WASHINGTON (AP) — Republicans pushed a balanced-budget blueprint toward post-midnight Senate approval early Friday, laying down conservative markers for a likely veto struggle with President Barack Obama over their plans to end deficits, cut trillions in spending and repeal the health care law.
Approval of the non-binding budget was a certainty, not long after a vote in the House on Wednesday that ratified a slightly different version on a party-line vote.
Separately, legislation to stabilize the system for paying physicians who treat Medicare patients cleared the House during the day and was expected to pass the Senate. As a result, the week's events gave credence to Republican claims that their new, two-house majority would be able to govern without the chaos that has often plagued Congress in recent years.
But first, senators plunged into a peculiarly senatorial ritual known inside the Capitol as "vote-a-rama" — bringing up dozens of proposed changes freighted with political implications but little bearing on the budget.
One, advanced by Sen. Brian Schatz, D-Hawaii, expressed support for assuring same-sex married couples the same access to Social Security and veterans' benefits as husband and wife receive. It passed, 57-43. Republican presidential hopefuls in the Senate opposed it, but several GOP senators facing tough 2016 races in swing states voted in its favor.
With work proceeding at a glacial pace, Sen. Mike Enzi announced at dinnertime that Senate Majority Leader Mitch McConnell was hosting dinner for senators, and that Democratic Leader Harry Reid was ready to handle Friday night's meal. "We need a volunteer for breakfast and lunch for tomorrow," the Wyoming Republican said to nervous laughter.
The 10-year budget plan itself was non-binding, although Republicans said it would lead to tangible gains for hard-pressed consumers.
McConnell, R-Ky., said it included ideas "that could boost jobs, raise annual wages by as much as $5,000 per family and drive economic growth for hardworking Americans." He cited an analysis by the nonpartisan Congressional Budget Office for his claim.
Democrats found little to like, and were expected to oppose it unanimously.
The Senate GOP plan envisions more than $5 trillion in deficit reduction over the next decade without higher taxes, resulting in a $3 billion surplus in the 10th year of the coming decade.
By comparison, Obama's budget, presented to Congress over the winter, envisions about $2 trillion in higher taxes on the wealthy, corporations and smokers of all income levels, as well as more spending on domestic programs. It fails to balance at any point in the coming 10 years.
The largest components of deficit reduction in the Senate budget, about $4.3 trillion over the decade, would come from benefit programs. That would include repeal of the health care law — a step Obama has vowed to veto — as well as unspecified reductions from projected growth in Medicaid, food stamps, welfare and other social programs that are also likely to trigger White House opposition.
Democrats took aim at 10-year savings of $435 billion in Medicare contained in the GOP blueprint, but failed on a 54-46 party-line vote to reverse them and push deficits higher by an identical amount. Republicans pointed out that Obama has proposed almost the same level of cuts in the program.
Unlike the House-passed budget, Senate Republicans did not propose converting Medicare into a voucher-like program for new beneficiaries beginning in 2024, a highly controversial step.

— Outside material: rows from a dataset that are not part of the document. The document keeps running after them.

Issue #15, opened 2019-05-28
setuptools


Korusuke:
In some cases `setuptools` is returned both in build and lib which should not be there.

Test ports:
py-zope-deprecation (pypi_name : zope-deprecation)
py-buildbot-pkg (pypi_name : buildbot-pkg)
py-fs (pypi_name : fs)

mojca:
Note that some ports might in fact need this at runtime, and it's valid to have it both for runtime and build, it's just strange to have it for build + lib as that's overlapping.

But I assume that most of the python dependencies are in fact runtime dependencies rather than libraries being linked against, so it might as well be a nomenclature issue.

reneeotten:
I think we could/should do a few things to alert the maintainer to double check:
1) add a note stating that (a) we add ```setuptools``` by default to ```depends_build``` since PyPI doesn't provide the information and it's actually most often -but not always- true, (b) that if the package installs a ```console_script``` it should instead be added to ```depends_lib```. Right now we cannot do much more I think and it's up to the maintainer to make sure.
2) if upt tells us that it's a ```depends_lib``` dependency we should not add it as build-dependency (but again the maintainer should check if it's actually true).

jmroot:
> (b) that if the package installs a console_script it should instead be added to depends_lib

Using entry_points will also create a runtime dependency on pkg_resources.

reneeotten:
thanks Josh, that's indeed true and should be included in the comment. @Steap do you think my suggestions above make sense or is there anything else to consider? @Korusuke you could probably draft a PR to resolve this?

For example, if the ```json``` data from PyPI doesn't provide this, could we just parse the setup.py/setup.cfg file(s) and check for the occurrence of ```setuptools``` being imported and the existence of ```console_script``` or ```entry_points``` to get the information with respect to build/lib-dependencies correct?

Steap:
I'm not sure whether 1)b) can easily be detected.

reneeotten:
@Korusuke okay, so short-term we can add a comment for in the python.Portfile regarding ```py-setuptools``` and remove the ```depends_build-append``` in the template when ```upt``` detects it as ```depends_lib```. We can later see if we want to parse the setup.py/setup.cfg (could be done in the MacPorts backend).

PR #21, opened 2019-05-31
Update comments and add setuptools comment

Korusuke:


upt_macports/templates/base.Portfile
```diff
@@ -4,19 +4,21 @@ PortSystem          1.0
 {% block portgroup %}
 {% endblock %}
 
-# Portfile generated/maintained using the Universal Packaging Tool (upt)
+## Portfile generated/maintained using the Universal Packaging Tool (upt)
+## Please check out the commented statements and check the guide for more information:
```
reneeotten: perhaps "...and refer to the guide...."

upt_macports/templates/base.Portfile
```diff
@@ -4,19 +4,21 @@ PortSystem          1.0
...
+##     https://guide.macports.org/chunked/project.contributing.html
```
reneeotten: this link is not correct here, which you could have seen if you opened it. @mojca was referring to this for the "maintainers" field. Here the original link (https://guide.macports.org/#reference.keywords) should stay.

upt_macports/templates/base.Portfile
```diff
@@ -4,19 +4,21 @@ PortSystem          1.0
...
-
-# categories-append # TODO
+# categories-append 
 platforms           darwin
-# TODO: uncomment the following line if no architecture-dependent files are installed, otherwise remove
+## uncomment the following line if no architecture-dependent files are installed, otherwise remove
 # supported_archs     noarch
 license             {{ pkg.licenses }}
-# maintainers         {example.org:julesverne @GitHub-handle} openmaintainer # TODO
+## If you would like to keep maintaining this port in the future as described in
```
reneeotten, line 18: here the link (https://guide.macports.org/chunked/project.contributing.html) should be added

upt_macports/templates/base.Portfile
```diff
@@ -4,19 +4,21 @@ PortSystem          1.0
...
+## please add your contacts (e-mail, github handle), else keep `nomaintainer`.
```
reneeotten: perhaps "## please add your contact information (e-mail and GitHub handle), otherwise keep the `nomaintainer` line."

upt_macports/templates/python.Portfile
```diff
@@ -18,6 +18,7 @@ distname            ${python.rootname}-${version}
 {% block versions %}
 python.versions     37
 
+## setuptools dependency is added by default and should be double checked
```
Steap: Maybe move this comment right before line 24, so that it is close to the piece of code it refers to?

reneeotten: this is not very clear or complete (see the Issue #15)... perhaps something like:
```
## setuptools is added by default as a build-dependency since this is often the case.
## However, if the package installs a "console_script" or uses "entry_points", setuptools
## should be added as a lib-dependency instead. Please verify from the setup.{py/cfg}
## file that setuptools is indeed used and that the dependency-type is correct.
```

and indeed move it to be just above the depedency.

reneeotten (changes requested):
the PR contains all the parts from the e-mail and GitHub conversations...but the details are important. A few suggestions to clarify and/or make it more complete/accurate.

upt_macports/templates/base.Portfile
Korusuke: So if we are keeping both the options, should we do something like keep the `nomaintainer` line uncommented and the other as option?
so it would be like this: 

```
## If you would like to keep maintaining this port in the future as described in
## https://guide.macports.org/chunked/project.contributing.html then
## please add your contacts (e-mail, github handle), otherwise keep the 'nomaintainer' line
# maintainers         {example.org:julesverne @github-handle} openmaintainer
maintainers         nomaintainer
```

upt_macports/templates/python.Portfile
Korusuke: I agree that my initial comment is not complete as I am not so sure about adding so much in comments as this makes it hard to see the actual useful part.
So just an idea, maybe we can add all this in the output before the portfile or just add it in the Readme.
As having it all in the Portfile looks a bit messy and as @mojca said at the end most of the comments should be deleted by the maintainer.
So adding this means more work for the maintainers although I would agree that deleting comments is not time-consuming but I think it could be avoided.

upt_macports/templates/base.Portfile
Korusuke: Sorry, I did open the link but I thought about it in a different way.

Another $236 billion in savings would come from accounts across the face of government, from education to parks to the Commerce Department, all of them already squeezed in recent years by deficit-reduction agreements between Congress and the White House.
The White House withheld immediate comment on the Senate blueprint, pending its approval.
But in a statement released Wednesday night after the similar plan cleared the House, it said Republicans were aiming to lock in "draconian cuts" in some domestic programs while supporting lower taxes for the rich and "failing to responsibly fund our national security."
Defense spending emerged as a struggle between the political parties where appearances meant more than policies.
Obama proposed $612 billion for the Pentagon for next year, including $561 billion for direct funding and another $51 billion from a separate account that supports overseas military and diplomatic activities.
Senate Republicans supported an identical $612 billion, $523 billion of that directly and another $89 billion from the separate account.
The Senate budget, like its counterpart in the House, is vague on specifics, and passage would clear the way for a compromise between the two houses that would be followed by the drafting of highly detailed legislation to actually implement the policies.
Under congressional budget rules for that fight to come, Republicans would be permitted to draft one deficit-cutting bill that Senate Democrats could not filibuster, meaning it could pass on a simple majority vote.
The GOP leadership has been somewhat vague about its likely contents, although several rank-and-file Republicans have said they expect it to include the repeal of the health care law that was enacted on the strength of solely Democratic votes five years ago.
Most of the Senate's day was consumed in seemingly endless votes on proposals whose value lay more in a political campaign than in lawmaking.
One, by Kentucky Sen. Rand Paul, a GOP presidential hopeful, recommended putting another $76 billion into defense spending next year, and cutting from domestic programs to offset the cost. It failed, 96-4.
Associated Press writer Stephen Ohlemacher contributed to this story.